In the blast furnace, the iron ore reacts with the carbon contained in the coke to form grey or white pig iron.

## Combustion process

The iron in the processed ores must be dissolved out by chemical processes. This requires an element that binds oxygen more strongly than iron. This is exactly what carbon can do as a reducing agent. The carbon is fed to the blast furnace in the form of coke (pyrolyzed coal) from the coking plant.

At sufficiently high temperatures, the carbon can participate directly in the reduction of the iron (direct reduction). At lower temperatures, the reduction takes place indirectly with the help of the carbon monoxide gas formed during combustion (indirect reduction). In both cases the iron oxide is reduced to iron.

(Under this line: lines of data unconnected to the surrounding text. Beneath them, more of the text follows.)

Issue #2190, opened 2018-08-07
Substitute Rakudo::Internals::is-win to $*DISTRO.is-win for easier (or possible) testing of code when possible.


JJ:
## The Problem

Since it's impossible to change the value of  Rakudo::Internals::is-win, it's impossible to test that code unless you are in an actual machine that causes that value to be true.

## Expected Behavior

It would be ideal if we could test all code, or most of it, in a single machine. In all cases where there is no actual interaction with the OS, it should be possible to check from a single machine the behavior of Win and non-Win OSes.

## Actual Behavior

In most cases Windowness is detected using `$*DISTRO.is-win`, which can be modified in runtime to test that particular code, but in 5 cases (so far) it uses that other method to detect Windowness. Maybe that's also easy to change through the lexpad, but anyway it would be better to detect Windowness through a single method throughout all the code for testing purposes, if that's not a significant impact in overall performance.

ugexe:
Testing is only possible because it is the way it is. If it was changed as suggested then rakudo would barely function, since `BEGIN $*DISTRO does role :: { method is-win { True } }; say $*DISTRO.is-win` would then affect internal stuff like path handling, choosing HOME/TMP, etc that has nothing to do with an external test.

JJ:
$*DISTRO is used all over the place to check what OS Rakudo is on,
including some kernel functions:
https://github.com/rakudo/rakudo/blob/c71fa17d8da36b8cfcbd85584cee32566f25f059/src/core/Kernel.pm6
That's bound to be affected if you do stuff like that, but it also allows
to test that code even if you're not using Windows. Using
Rakudo::Internals::IS-WIN is, in fact, relatively rare.

raiph:
I think the following is sound logic and guidance. If not, I apologize.
> It would be ideal if we could test all code, or most of it, in a single machine.
Obviously not _all_ code, because some of it is OS specific, as you point out.
> In all cases where there is no actual interaction with the OS, it should be possible to check from a single machine the behavior of Win and non-Win OSes.
In academic theory, sure. But that implies indirections for everything, and indirections slow things down, so it's very likely there's code that will stymie some such testing in the name of performance or simplicity or both. Given that there's always going to be _some_ code that requires running on the actual OS, and that attaining the academic theoretical "ideal" has both performance and code complexity costs, I think you'll find you'll end up needing to very carefully justify each change you propose to core code to enable/ease increasing text coverage using a single OS.

JJ:
[...]

PR #2192, opened 2018-08-08
Uses DISTRO when available, refs #2190

JJ:


zoffixznet:
Looking at the [list of other occurances of `R::I`](https://github.com/rakudo/rakudo/issues/2190#issuecomment-411311721) that would still remain, is there a point in changing this one?

The new version is 11x slower (which, granted, in this case doesn't matter much) and adds shelling out to `lsb_release`/`uname` to fetch info we're not interested in.

If the original Issue remains unresolved, is there a point in increasing complexity here?

JJ:
First, thanks for taking the time to consider this. I'll try to address your concerns.
@lizmat I'm changing an undocumented function by a stable and documented one. See also #1941 , which was rejected, so no waiting until it's documented. #1941 also makes one just guess what the two functions are all about (or at least the one which is not documented). In absence of documentation, my hunch is that I should use the documented function when available, such as in this case. 
@zoffixznet see above for your first question. In other cases where R::I still remains, `$*DISTRO` has not been registered yet so it's unavailable. 
WRT speed, you are probable comparing `$*DISTRO.is-win` witn `R::I::IS-WIN`. That's another error that I intend to address, see #2190. Although it would make a priori sense to have two different sources for truth for Windowsness (I don't know, in a cross-compiling environment, for instance), it probably makes much more sense to use the same code for both. I was expecting this issue to be accepted (or rejected) to work on that. In this particular case, the code is being called only once when the class is created. I don't think that's going to have any significant impact, even if the call itself is 11x slower.

niner:
I still don't understand what problem this PR is supposed to fix. The change is to rakudo's core code. That's exactly the place that Rakudo::Internals is there for. IOW I don't see an issue with using Rakudo::Internals in rakudo's internals.

I've worked really hard over the years to make module loading as fast as possible. I would rather not give up any of the performance advantage when our user's don't gain anything in return. It's hard enough as it is to make this code faster while keeping it somewhat readable.

JJ:
[`$*DISTRO.is-win` is also used in the core](https://github.com/rakudo/rakudo/blob/7c08ba7443af98cc5def12780379cf076cbb6337/src/core/REPL.pm6#L47)
Are you implying that `$*DISTRO` should be used only in user-facing code such as tests?
If this PR is intended to fix something is the absence of a guideline of when to use `$*DISTRO` or `R::I` within Rakudo. My hunch by looking at the code (which, as per #1941, is the only documentation available) was that `$*DISTRO` should be used if available. I'm OK with "*never* use `$*DISTRO` in the core", as above.

ugexe:
No one is implying "$*DISTRO should be used only in user-facing code", or saying "never use $*DISTRO in the core". Instead lets flip this the other way -- are you stating that all rakudo code must be refactored such that there is no duplication despite any benefits the duplication may bring?

It seems like you are trying to codify how rakudo's internal code should be written, but I posit that it is more beneficial to give developers with specialized knowledge in specific areas the freedom to make an educated choice with a given context -- after all we don't state "you must write hot loops using nqp in core", "rakudo should be written in as much perl6 as possible despite performance", or similar.

JJ:
This probably should be closed.

PR #3905, opened 2020-09-03
Make IO::Notification::Change a value type

lizmat:
Which should make it better to filter for it, e.g. with
Supply.unique(expires => X).

### DIFF
--- a/src/core.c/IO/Notification.pm6
+++ b/src/core.c/IO/Notification.pm6
@@ -16,9 +16,7 @@ my class IO::Notification {
 
         multi method WHICH(Change:D: --> ValueObjAt:D) {
             nqp::box_s(
-              nqp::join('|',nqp::list_s(
-                self.^name,nqp::substr($!event.Str,4),$!path
-              )),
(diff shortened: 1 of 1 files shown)


src/core.c/IO/Notification.pm6
```diff
@@ -13,6 +13,15 @@ my class IO::Notification {
             "$.path: $.event";
         }
         method IO { $!path.IO }
+
+        multi method WHICH(Change:D: --> ValueObjAt:D) {
+            nqp::box_s(
+              nqp::join('|',nqp::list_s(
+                self.^name,nqp::substr($!event.Str,4),$!path
```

The use of carbon as a reducing agent is not only due to its high availability but as a gaseous substance carbon monoxide has the advantage that it can penetrate the porous ores well and react with the iron oxides. For this reason, the iron ores are also processed as porous as possible in the form of sinter and pellets.

Carbon not only provides the necessary heat to melt the iron ore but also serves in a special way as a reducing agent to reduce the iron oxides to iron!

The individual chemical processes in the blast furnace are described in more detail in the following sections.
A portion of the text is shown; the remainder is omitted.